» Task instructions
For the entries that follow, report how many lines include the word "exit" and add nothing.

» Supplied data
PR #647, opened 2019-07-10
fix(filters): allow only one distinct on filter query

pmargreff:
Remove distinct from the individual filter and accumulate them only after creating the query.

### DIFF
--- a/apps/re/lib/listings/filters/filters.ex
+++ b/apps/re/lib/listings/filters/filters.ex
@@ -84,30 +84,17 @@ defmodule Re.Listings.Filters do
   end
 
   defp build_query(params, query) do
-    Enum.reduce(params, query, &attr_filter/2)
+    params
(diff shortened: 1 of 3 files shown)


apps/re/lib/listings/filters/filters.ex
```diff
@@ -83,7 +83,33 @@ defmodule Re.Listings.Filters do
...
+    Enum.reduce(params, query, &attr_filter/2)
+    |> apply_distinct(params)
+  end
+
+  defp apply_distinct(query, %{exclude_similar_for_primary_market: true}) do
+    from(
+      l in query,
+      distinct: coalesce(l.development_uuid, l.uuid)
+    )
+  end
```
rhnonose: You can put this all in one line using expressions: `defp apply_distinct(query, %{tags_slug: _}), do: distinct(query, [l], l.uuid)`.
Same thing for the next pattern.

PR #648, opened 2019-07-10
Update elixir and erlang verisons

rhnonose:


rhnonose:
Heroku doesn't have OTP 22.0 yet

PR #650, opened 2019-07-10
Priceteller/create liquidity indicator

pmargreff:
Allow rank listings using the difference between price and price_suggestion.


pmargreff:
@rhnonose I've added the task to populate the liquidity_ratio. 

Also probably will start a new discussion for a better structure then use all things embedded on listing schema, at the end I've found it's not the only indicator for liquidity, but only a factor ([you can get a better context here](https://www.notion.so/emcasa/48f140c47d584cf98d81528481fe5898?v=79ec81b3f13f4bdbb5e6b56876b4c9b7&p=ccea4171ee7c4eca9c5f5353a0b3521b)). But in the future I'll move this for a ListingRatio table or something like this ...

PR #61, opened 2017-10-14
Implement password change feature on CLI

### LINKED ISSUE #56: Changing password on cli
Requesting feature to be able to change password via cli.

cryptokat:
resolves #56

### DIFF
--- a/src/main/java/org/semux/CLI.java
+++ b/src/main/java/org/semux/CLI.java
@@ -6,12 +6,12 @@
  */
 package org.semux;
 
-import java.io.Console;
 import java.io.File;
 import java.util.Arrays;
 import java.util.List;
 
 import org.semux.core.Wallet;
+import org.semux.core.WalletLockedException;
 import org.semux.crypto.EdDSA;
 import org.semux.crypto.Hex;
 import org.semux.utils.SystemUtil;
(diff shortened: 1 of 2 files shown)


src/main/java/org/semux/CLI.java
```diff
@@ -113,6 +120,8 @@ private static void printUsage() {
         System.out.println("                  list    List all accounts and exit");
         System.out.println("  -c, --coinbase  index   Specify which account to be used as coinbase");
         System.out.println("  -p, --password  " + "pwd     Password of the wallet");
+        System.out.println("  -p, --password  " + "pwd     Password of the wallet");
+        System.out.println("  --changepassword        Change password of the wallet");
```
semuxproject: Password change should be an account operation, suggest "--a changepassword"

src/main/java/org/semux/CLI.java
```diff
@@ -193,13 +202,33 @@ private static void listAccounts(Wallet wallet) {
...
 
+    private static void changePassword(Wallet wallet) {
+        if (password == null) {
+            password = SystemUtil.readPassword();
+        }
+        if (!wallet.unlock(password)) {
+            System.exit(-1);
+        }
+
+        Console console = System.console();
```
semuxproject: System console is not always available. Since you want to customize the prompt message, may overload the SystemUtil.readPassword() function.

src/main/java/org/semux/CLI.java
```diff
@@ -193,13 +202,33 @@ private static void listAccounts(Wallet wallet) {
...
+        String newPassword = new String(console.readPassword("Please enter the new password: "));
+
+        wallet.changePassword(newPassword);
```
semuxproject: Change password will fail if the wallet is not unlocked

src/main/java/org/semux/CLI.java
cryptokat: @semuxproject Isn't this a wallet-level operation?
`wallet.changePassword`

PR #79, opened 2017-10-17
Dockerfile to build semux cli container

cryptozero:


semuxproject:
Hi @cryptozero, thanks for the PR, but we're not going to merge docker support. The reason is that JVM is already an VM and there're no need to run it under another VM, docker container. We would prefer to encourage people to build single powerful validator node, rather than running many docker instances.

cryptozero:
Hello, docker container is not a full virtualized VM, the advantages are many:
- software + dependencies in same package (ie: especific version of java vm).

» Response below
2